[[ Exercise materials, beginning ]]
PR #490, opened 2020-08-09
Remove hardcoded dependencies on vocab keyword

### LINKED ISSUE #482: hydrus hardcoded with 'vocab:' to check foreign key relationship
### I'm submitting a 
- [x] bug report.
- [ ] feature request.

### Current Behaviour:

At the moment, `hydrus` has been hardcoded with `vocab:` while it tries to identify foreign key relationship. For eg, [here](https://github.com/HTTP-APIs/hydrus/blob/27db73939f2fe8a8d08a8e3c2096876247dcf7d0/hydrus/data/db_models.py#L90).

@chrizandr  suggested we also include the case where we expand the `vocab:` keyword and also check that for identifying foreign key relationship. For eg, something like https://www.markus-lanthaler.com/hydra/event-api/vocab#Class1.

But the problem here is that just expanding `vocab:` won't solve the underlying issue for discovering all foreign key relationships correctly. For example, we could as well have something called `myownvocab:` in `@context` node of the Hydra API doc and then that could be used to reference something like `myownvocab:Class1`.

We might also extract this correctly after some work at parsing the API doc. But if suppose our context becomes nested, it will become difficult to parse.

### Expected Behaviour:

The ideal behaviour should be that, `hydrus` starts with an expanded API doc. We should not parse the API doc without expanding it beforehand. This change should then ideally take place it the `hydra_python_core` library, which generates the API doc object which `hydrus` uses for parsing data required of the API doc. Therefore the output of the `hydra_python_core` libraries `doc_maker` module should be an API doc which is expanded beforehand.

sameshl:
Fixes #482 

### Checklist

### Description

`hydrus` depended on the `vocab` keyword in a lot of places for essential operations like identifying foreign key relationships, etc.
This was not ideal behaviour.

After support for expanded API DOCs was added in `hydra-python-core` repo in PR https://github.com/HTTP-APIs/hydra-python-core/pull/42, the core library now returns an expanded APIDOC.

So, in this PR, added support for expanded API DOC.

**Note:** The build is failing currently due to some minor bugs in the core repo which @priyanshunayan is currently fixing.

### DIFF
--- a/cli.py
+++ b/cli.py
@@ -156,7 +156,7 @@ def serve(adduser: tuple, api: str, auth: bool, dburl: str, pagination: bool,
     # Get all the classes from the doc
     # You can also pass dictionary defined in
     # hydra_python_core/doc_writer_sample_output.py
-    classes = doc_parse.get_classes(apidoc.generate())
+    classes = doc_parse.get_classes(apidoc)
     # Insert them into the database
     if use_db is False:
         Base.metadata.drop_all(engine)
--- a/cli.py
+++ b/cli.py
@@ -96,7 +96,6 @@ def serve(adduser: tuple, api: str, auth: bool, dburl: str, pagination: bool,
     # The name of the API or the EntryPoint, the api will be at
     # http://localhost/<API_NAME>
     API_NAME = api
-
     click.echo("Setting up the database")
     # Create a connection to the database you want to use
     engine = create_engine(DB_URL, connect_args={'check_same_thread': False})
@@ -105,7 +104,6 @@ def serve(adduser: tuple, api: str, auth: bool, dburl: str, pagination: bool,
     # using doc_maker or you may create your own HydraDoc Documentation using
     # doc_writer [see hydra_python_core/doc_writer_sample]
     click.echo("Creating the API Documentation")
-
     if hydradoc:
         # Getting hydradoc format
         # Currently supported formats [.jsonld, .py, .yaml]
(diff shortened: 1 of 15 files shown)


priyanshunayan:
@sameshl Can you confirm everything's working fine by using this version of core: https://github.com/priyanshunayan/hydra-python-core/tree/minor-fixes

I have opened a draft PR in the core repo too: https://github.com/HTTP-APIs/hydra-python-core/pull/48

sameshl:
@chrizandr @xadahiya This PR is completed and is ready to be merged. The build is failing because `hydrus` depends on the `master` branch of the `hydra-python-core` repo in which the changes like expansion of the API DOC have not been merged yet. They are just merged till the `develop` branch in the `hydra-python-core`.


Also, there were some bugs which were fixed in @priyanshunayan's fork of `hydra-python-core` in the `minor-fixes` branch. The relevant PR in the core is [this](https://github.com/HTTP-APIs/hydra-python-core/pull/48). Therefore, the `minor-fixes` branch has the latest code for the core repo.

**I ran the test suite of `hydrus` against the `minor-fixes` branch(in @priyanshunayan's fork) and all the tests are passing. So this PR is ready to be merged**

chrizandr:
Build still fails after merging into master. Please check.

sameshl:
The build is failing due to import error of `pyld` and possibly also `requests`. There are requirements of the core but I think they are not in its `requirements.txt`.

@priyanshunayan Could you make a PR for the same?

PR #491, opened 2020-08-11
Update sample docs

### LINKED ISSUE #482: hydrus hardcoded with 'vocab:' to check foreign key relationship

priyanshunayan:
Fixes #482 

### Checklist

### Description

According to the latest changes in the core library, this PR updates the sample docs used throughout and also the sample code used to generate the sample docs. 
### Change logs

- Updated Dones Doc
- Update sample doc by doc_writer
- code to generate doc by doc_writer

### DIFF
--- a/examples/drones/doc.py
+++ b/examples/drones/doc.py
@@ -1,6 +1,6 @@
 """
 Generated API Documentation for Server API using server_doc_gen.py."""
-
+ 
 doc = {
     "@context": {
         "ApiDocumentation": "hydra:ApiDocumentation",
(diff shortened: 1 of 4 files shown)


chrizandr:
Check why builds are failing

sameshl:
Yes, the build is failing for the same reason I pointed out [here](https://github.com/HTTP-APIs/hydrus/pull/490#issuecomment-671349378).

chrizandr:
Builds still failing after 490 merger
[[ Exercise materials, end ]]
▶ Exercise
Write out every line from the records above, word for word.

▶ Solution to this exercise
PR #490, opened 2020-08-09
Remove hardcoded dependencies on vocab keyword

### LINKED ISSUE #482: hydrus hardcoded with 'vocab:' to check foreign key relationship
### I'm submitting a 
- [x] bug report.
- [ ] feature request.

### Current Behaviour:

At the moment, `hydrus` has been hardcoded with `vocab:` while it tries to identify foreign key relationship. For eg, [here](https://github.com/HTTP-APIs/hydrus/blob/27db73939f2fe8a8d08a8e3c2096876247dcf7d0/hydrus/data/db_models.py#L90).

@chrizandr  suggested we also include the case where we expand the `vocab:` keyword and also check that for identifying foreign key relationship. For eg, something like https://www.markus-lanthaler.com/hydra/event-api/vocab#Class1.

But the problem here is that just expanding `vocab:` won't solve the underlying issue for discovering all foreign key relationships correctly. For example, we could as well have something called `myownvocab:` in `@context` node of the Hydra API doc and then that could be used to reference something like `myownvocab:Class1`.

We might also extract this correctly after some work at parsing the API doc. But if suppose our context becomes nested, it will become difficult to parse.

### Expected Behaviour:

The ideal behaviour should be that, `hydrus` starts with an expanded API doc. We should not parse the API doc without expanding it beforehand. This change should then ideally take place it the `hydra_python_core` library, which generates the API doc object which `hydrus` uses for parsing data required of the API doc. Therefore the output of the `hydra_python_core` libraries `doc_maker` module should be an API doc which is expanded beforehand.

sameshl:
Fixes #482 

### Checklist

### Description

`hydrus` depended on the `vocab` keyword in a lot of places for essential operations like identifying foreign key relationships, etc.
This was not ideal behaviour.

After support for expanded API DOCs was added in `hydra-python-core` repo in PR https://github.com/HTTP-APIs/hydra-python-core/pull/42, the core library now returns an expanded APIDOC.

So, in this PR, added support for expanded API DOC.

**Note:** The build is failing currently due to some minor bugs in the core repo which @priyanshunayan is currently fixing.

### DIFF
--- a/cli.py
+++ b/cli.py
@@ -156,7 +156,7 @@ def serve(adduser: tuple, api: str, auth: bool, dburl: str, pagination: bool,
     # Get all the classes from the doc
     # You can also pass dictionary defined in
     # hydra_python_core/doc_writer_sample_output.py
-    classes = doc_parse.get_classes(apidoc.generate())
+    classes = doc_parse.get_classes(apidoc)
     # Insert them into the database
     if use_db is False:
         Base.metadata.drop_all(engine)
--- a/cli.py
+++ b/cli.py
@@ -96,7 +96,6 @@ def serve(adduser: tuple, api: str, auth: bool, dburl: str, pagination: bool,
     # The name of the API or the EntryPoint, the api will be at
     # http://localhost/<API_NAME>
     API_NAME = api
-
     click.echo("Setting up the database")
     # Create a connection to the database you want to use
     engine = create_engine(DB_URL, connect_args={'check_same_thread': False})
@@ -105,7 +104,6 @@ def serve(adduser: tuple, api: str, auth: bool, dburl: str, pagination: bool,
     # using doc_maker or you may create your own HydraDoc Documentation using
     # doc_writer [see hydra_python_core/doc_writer_sample]
     click.echo("Creating the API Documentation")
-
     if hydradoc:
         # Getting hydradoc format
         # Currently supported formats [.jsonld, .py, .yaml]
(diff shortened: 1 of 15 files shown)


priyanshunayan:
@sameshl Can you confirm everything's working fine by using this version of core: https://github.com/priyanshunayan/hydra-python-core/tree/minor-fixes

I have opened a draft PR in the core repo too: https://github.com/HTTP-APIs/hydra-python-core/pull/48

sameshl:
@chrizandr @xadahiya This PR is completed and is ready to be merged. The build is failing because `hydrus` depends on the `master` branch of the `hydra-python-core` repo in which the changes like expansion of the API DOC have not been merged yet. They are just merged till the `develop` branch in the `hydra-python-core`.


Also, there were some bugs which were fixed in @priyanshunayan's fork of `hydra-python-core` in the `minor-fixes` branch. The relevant PR in the core is [this](https://github.com/HTTP-APIs/hydra-python-core/pull/48). Therefore, the `minor-fixes` branch has the latest code for the core repo.

**I ran the test suite of `hydrus` against the `minor-fixes` branch(in @priyanshunayan's fork) and all the tests are passing. So this PR is ready to be merged**

chrizandr:
Build still fails after merging into master. Please check.

sameshl:
The build is failing due to import error of `pyld` and possibly also `requests`. There are requirements of the core but I think they are not in its `requirements.txt`.

@priyanshunayan Could you make a PR for the same?

PR #491, opened 2020-08-11
Update sample docs

### LINKED ISSUE #482: hydrus hardcoded with 'vocab:' to check foreign key relationship

priyanshunayan:
Fixes #482 

### Checklist

### Description

According to the latest changes in the core library, this PR updates the sample docs used throughout and also the sample code used to generate the sample docs. 
### Change logs

- Updated Dones Doc
- Update sample doc by doc_writer
- code to generate doc by doc_writer

### DIFF
--- a/examples/drones/doc.py
+++ b/examples/drones/doc.py
@@ -1,6 +1,6 @@
 """
 Generated API Documentation for Server API using server_doc_gen.py."""
-
+ 
 doc = {
     "@context": {
         "ApiDocumentation": "hydra:ApiDocumentation",
(diff shortened: 1 of 4 files shown)


chrizandr:
Check why builds are failing

sameshl:
Yes, the build is failing for the same reason I pointed out [here](https://github.com/HTTP-APIs/hydrus/pull/490#issuecomment-671349378).

chrizandr:
Builds still failing after 490 merger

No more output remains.